September 04, 2019 Cats Dogs Nutrition

How to Cook for Your Pet Responsibly

A Siberian Husky sits at a table and licks a pastry

How to Cook for Your Pet Responsibly

The recent surge in pet food recalls and the ongoing Food and Drug Administration investigation into diet-related heart disease in dogs has made pet owners wary of commercial diets. So why not just serve up some of your dinner to your pet? In this blog post, I’ll look at some of the things you should consider when cooking for your pet.

Nutritional Differences between Dogs, Cats and Humans

Although we ascribe many human characteristics to our canine and feline companions, dogs and cats are not the same as humans when it comes to nutritional requirements. Cats are obligate carnivores, meaning they have an absolute requirement for a meat-based diet. Regularly feeding your dinner to the family cat is likely to result in deficiencies of protein and certain amino acids, required by cats and contained only in meat. Taurine and my favorite amino acid, felinine, are just two meat-sourced dietary essentials for cats. Humans and dogs are both omnivores, but canine nutritional requirements differ from our own. For example, dogs have a greater requirement for calcium and phosphorus than we do. Plating a bit of our home-cooked dinner may leave our pets with inadequate nutrition.

Research on Home-Cooked Diets for Dogs and Cats

Food is an emotional topic no matter what family member is being fed. No one wants to be accused of not feeding a family member the best diet possible. Even though my heart loves home-cooked food, my head says I should see if there’s any research into the adequacy of home-cooked diets for pets.
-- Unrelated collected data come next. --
Issue #144, opened 2023-03-27
zinniad: run multiple modules


bajtos:
ATM, `zinniad` can run a single module only. Before we can add another Zinnia-based module to Filecoin Station, we need to add support for running multiple modules simultaneously.

Issue #143, opened 2023-03-27
Graceful shutdown


bajtos:
We should implement a graceful shutdown in `zinniad`, preferably in `zinnia` too. The shutdown should flush out uncommitted state data and cleanly close state files.

Ideally, this shutdown should be able to interrupt JavaScript code that is currently running inside V8. (E.g. heavy computations or infinite loops.)

Note: to use this feature in Station, we need to change the way how Station Core terminates the Zinniad process.

Quoting from https://nodejs.org/api/process.html#process_signal_events:
> Windows does not support signals so has no equivalent to termination by signal, but Node.js offers some emulation with process.kill(), and subprocess.kill():
> - Sending SIGINT, SIGTERM, and SIGKILL will cause the unconditional termination of the target process, and afterwards, subprocess will report that the process was terminated by signal.
> - Sending signal 0 can be used as a platform independent way to test for the existence of a process.

bajtos:
Note: to use this feature in Station, we need to change the way how Station Core terminates the Zinniad process.

Quoting from https://nodejs.org/api/process.html#process_signal_events:
> Windows does not support signals so has no equivalent to termination by signal, but Node.js offers some emulation with process.kill(), and subprocess.kill():
> - Sending SIGINT, SIGTERM, and SIGKILL will cause the unconditional termination of the target process, and afterwards, subprocess will report that the process was terminated by signal.
> - Sending signal 0 can be used as a platform independent way to test for the existence of a process.

PR #198, opened 2023-05-02
feat: persist job counter across restarts

### LINKED ISSUE #148: zinniad: persist job counter across restarts
We should maintain a state file and keep the job counters there so that we continue after restarting where we ended before shutting down.

Related: 
- #143

bajtos:
- zinniad: persist "jobs completed" across restarts
- refactor: code cleanup in reporters

Resolves #148

The implementation is a bit hacky. We will need to refactor it to enable support for more than one module (see #144). Right now, I am optimising to deliver Zinnia in Station ASAP.

It's probably best to review the changes commit by commit.

### DIFF
--- a/daemon/main.rs
+++ b/daemon/main.rs
@@ -1,6 +1,8 @@
 mod args;
+mod state;
 mod station_reporter;
 
+use std::path::PathBuf;
 use std::rc::Rc;
 use std::time::Duration;
 
@@ -36,6 +38,9 @@ async fn run(config: CliArgs) -> Result<()> {
         ));
     }
 
+    let state_file = PathBuf::from(config.state_root).join("state.json");
+    log::debug!("Using state file: {}", state_file.display());
+
     log_info_activity("Module Runtime started.");
 
     let file = &config.files[0];
@@ -56,6 +61,7 @@ async fn run(config: CliArgs) -> Result<()> {
         ),
         wallet_address: config.wallet_address,
         reporter: Rc::new(StationReporter::new(
+            state_file,
             Duration::from_millis(200),
             module_name.into(),
         )),
--- a/daemon/state.rs
+++ b/daemon/state.rs
@@ -1,0 +1,99 @@
+use atomicwrites::{AtomicFile, OverwriteBehavior};
+use serde::{Deserialize, Serialize};
+use std::io::Write;
+use std::path::Path;
+
+#[derive(Serialize, Deserialize, Debug)]
+pub struct State {
+    pub total_jobs_completed: u64,
+}
+
+impl Default for State {
+    fn default() -> Self {
+        Self {
+            total_jobs_completed: 0,
+        }
+    }
+}
+
+pub fn load(state_file: &Path) -> State {
+    log::debug!("Loading initial state from {}", state_file.display());
+    match std::fs::read_to_string(state_file) {
+        Err(err) => {
+            if err.kind() != std::io::ErrorKind::NotFound {
+                log::warn!(
+                    "Cannot read initial state from {}: {}",
+                    state_file.display(),
+                    err
+                );
+            }
+            return State::default();
+        }
+        Ok(data) => match serde_json::from_str::<State>(&data) {
+            Err(err) => {
+                log::warn!(
+                    "Cannot parse initial state from {}: {}",
+                    state_file.display(),
+                    err
+                );
+                return State::default();
+            }
+            Ok(state) => {
+                log::debug!("Initial state: {:?}", state);
+                return state;
+            }
+        },
+    }
+}
+
+pub fn store(state_file: &Path, state: &State) {
+    if let Some(parent) = state_file.parent() {
+        if let Err(err) = std::fs::create_dir_all(&parent) {
+            log::warn!(
+                "Cannot create state directory {}: {}",
+                parent.display(),
+                err
+            );
+            return;
+        }
+    }
+
+    let payload = match serde_json::to_string_pretty(&state) {
+        Err(err) => {
+            log::warn!("Cannot serialize state: {}", err);
+            return;
+        }
+
+        Ok(payload) => payload,
+    };
+
+    let write_result = AtomicFile::new(state_file, OverwriteBehavior::AllowOverwrite)
+        .write(|f| f.write_all(payload.as_bytes()));
+    match write_result {
+        Err(err) => log::warn!("Cannot write state to {}: {}", state_file.display(), err),
+        Ok(()) => log::debug!("State stored in {}", state_file.display()),
+    }
+}
+
+#[cfg(test)]
+mod tests {
+    use super::*;
+    use pretty_assertions::assert_eq;
+    use tempfile;
+    use zinnia_runtime::anyhow::Result;
+
+    #[test]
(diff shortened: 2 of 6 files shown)


daemon/main.rs
```diff
@@ -36,6 +38,9 @@ async fn run(config: CliArgs) -> Result<()> {
         ));
     }
 
+    let state_file = PathBuf::from(config.state_root).join("state.json");
+    log::debug!("Using state file: {}", state_file.display());
```
bajtos, line 42: Discussion points:

- Are we fine with using JSON as the serialisation format? A binary format would be more performant, especially considering that we are (re)writing the contents of this file on every job completed.
- The state file will be stored in `STATE_ROOT/state.json`. My intention is to store module-specific states in subdirectories called `STATE_ROOT/{module_name}`, once we get there. I can imagine using `STATE_ROOT/runtime/state.json` for Zinnia state too.

juliangruber: > * Are we fine with using JSON as the serialisation format? A binary format would be more performant, especially considering that we are (re)writing the contents of this file on every job completed.

I assume serialization will be <100ns, which would scale to >10k jobs per second, at which point disk performance has long become the bottleneck already. Therefore I think this is fine.

> * The state file will be stored in `STATE_ROOT/state.json`. My intention is to store module-specific states in subdirectories called `STATE_ROOT/{module_name}`, once we get there. I can imagine using `STATE_ROOT/runtime/state.json` for Zinnia state too.

👍

daemon/state.rs
```diff
@@ -0,0 +1,99 @@
...
+                log::warn!(
+                    "Cannot parse initial state from {}: {}",
+                    state_file.display(),
+                    err
+                );
+                return State::default();
+            }
+            Ok(state) => {
+                log::debug!("Initial state: {:?}", state);
+                return state;
```
juliangruber, line 43:
```suggestion
                State::default()
            }
            Ok(state) => {
                log::debug!("Initial state: {:?}", state);
                state
```

daemon/state.rs
```diff
@@ -0,0 +1,99 @@
...
+            }
+        },
+    }
+}
+
+pub fn store(state_file: &Path, state: &State) {
```
juliangruber, line 49: would this make more sense in the `impl` for `State`?

daemon/state.rs
```diff
@@ -0,0 +1,99 @@
...
+    if let Some(parent) = state_file.parent() {
```
juliangruber, line 50: checking for existing parent dir on every write is expensive, what do you think about we instead let the write fail, and only then create the parent dir?

daemon/state.rs
```diff
@@ -0,0 +1,99 @@
...
+                err
+            );
+            return;
+        }
+    }
+
+    let payload = match serde_json::to_string_pretty(&state) {
+        Err(err) => {
+            log::warn!("Cannot serialize state: {}", err);
+            return;
```
juliangruber, line 64: should we return an error here instead, so that the consumer can handle it (or it can make the process crash)?

daemon/state.rs
```diff
@@ -0,0 +1,99 @@
...
+        }
+
+        Ok(payload) => payload,
+    };
+
+    let write_result = AtomicFile::new(state_file, OverwriteBehavior::AllowOverwrite)
+        .write(|f| f.write_all(payload.as_bytes()));
```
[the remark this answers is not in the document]
juliangruber: Alternative design (using threads):

Let the state update here using an atomic variable, have a separate thread that will periodically flush to disk (eg every 1s).

This also solves the problem of high write count, while not causing any noticeable inconvenience to the user.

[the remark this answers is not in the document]
bajtos: That would work at the risk that we may lose some data if the process exits before we flush to disk. We can mitigate that risk by implementing graceful shutdown (#143), but that's even more complexity.

daemon/state.rs
bajtos: Resolved via 041ac15

daemon/state.rs
bajtos: Great idea!

bajtos: See f256410

daemon/state.rs
bajtos: Great suggestion! See 7e7d49a

daemon/state.rs
bajtos: This serialisation call should not fail unless we make a programmer error. Quoting from `serde_json::to_string_pretty` docs:

```rs
/// Serialization can fail if `T`'s implementation of `Serialize` decides to
/// fail, or if `T` contains a map with non-string keys.
```

If our State becomes impossible to serialise to JSON, then we are pretty much doomed. If we crash the process, then Station should restart it. This will lead to a State that cannot be serialised, so the process crashes again, and Station tries to restart it again. And so on.

By ignoring the error, we can keep running jobs and earning rewards, although the job counter will show incorrect value.

It would be great if `zinniad` could report to us (via Sentry?) when we encounter this problem, but I feel that's beyond the scope of this pull request.

WDYT?

daemon/state.rs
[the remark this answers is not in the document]
juliangruber: What about we just implement the part of graceful shutdown that flushes state to disk?

daemon/state.rs
```diff
@@ -0,0 +1,107 @@
...
+
+        if let Err(atomicwrites::Error::Internal(err)) = &write_result {
+            if err.kind() == std::io::ErrorKind::NotFound {
+                if let Some(parent) = state_file.parent() {
+                    if let Err(err) = std::fs::create_dir_all(&parent) {
+                        log::warn!(
+                            "Cannot create state directory {}: {}",
+                            parent.display(),
+                            err
+                        );
```
juliangruber, line 71: should this crash the process? I think the user would like to be notified that something is fundamentally wrong

daemon/state.rs
juliangruber: > If our State becomes impossible to serialise to JSON, then we are pretty much doomed. If we crash the process, then Station should restart it. This will lead to a State that cannot be serialised, so the process crashes again, and Station tries to restart it again. And so on.

To me that's better than running modules but being fundamentally unable to deal with their results. Station should give up after a while and report there is a series problem. It already will do that, using Sentry.

juliangruber (changes requested):

daemon/state.rs
bajtos: Fair enough. Should I crash the process on all errors, including I/O errors when writing the state file, or only when we cannot serialise to JSON?

juliangruber: I think only on fatal errors that you can't recover from. Failing to write a file once can be recoverable, being unable to serialize state not

daemon/state.rs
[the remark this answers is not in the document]
bajtos: See https://github.com/filecoin-station/zinnia/issues/201

daemon/state.rs
bajtos: In the call, we agreed to crash on all errors for now. I made the changes in 6055e99. I have to say I like the new code much more. Thanks for the nudge to improve this part!

juliangruber (approved):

A common reason pet owners cook for their pet is a medical condition requiring a special diet. One study looked at diets for dogs and cats with kidney disease. The recipes used in this study did not result in complete and balanced diets for either dogs or cats. Deficiencies were detected in amino acids and minerals such as selenium, zinc and calcium. A study of home-cooked diets for dogs with cancer found similar problems with home-cooked diets.

Another study found that over time, most pets eating home-cooked foods experience diet drift. Diet drift occurs when you take the nutritionally complete diet your veterinary nutritionist has formulated for your pet and substitute turkey for chicken or barley for brown rice. Changing the protein or carbohydrate source may unbalance the diet and make it nutritionally inadequate.
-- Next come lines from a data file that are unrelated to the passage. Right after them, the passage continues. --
PR #205, opened 2023-05-10
feat: allow importing module-local JS files

bajtos:
Allow Zinnia modules to import other JavaScript files that are inside the module directory. The module directory is determined as the parent directory of the main module file (the entrypoint).

Out of scope: consuming 3rd-party packages/dependencies.

See #43

### DIFF
--- a/Cargo.lock
+++ b/Cargo.lock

In short, the data suggests home cooking may not meet your goal of feeding your pet the best diet possible.

Cook for Your Pet Responsibly

For most pets, veterinarians and veterinary nutritionists recommend commercially produced pet foods that meet the American Association of Feed Control Officials (AAFCO) nutritional recommendations. However, there is some wiggle room built in to this recommendation. Up to 10% of your pet’s daily calorie requirement can come from treats lacking AAFCO certification.

If you want to cook for your pet, why not make homemade treats, keeping in mind the 10% limit recommended by veterinary nutritionists? I have an organic dog treat cookbook, Organic Dog Biscuit Cookbook from the Bubba Rose Biscuit Company that I use to make “snickerdoodle-poodle-poos” and “gingerbread mailmen.” These treats are very popular with the dogs in my life and some friends claim they are the only treats their dogs will eat! Even though the title says the recipes are for dogs, I have been eyeing the “going all the way upstream” recipe as a cat treat since it contains salmon. The second edition of the Bubba Rose book has even more pages and more recipes to facilitate your desire to cook for your pet. Cooking not in your skill set? How about feline millinery as a way to indulge your favorite fur person?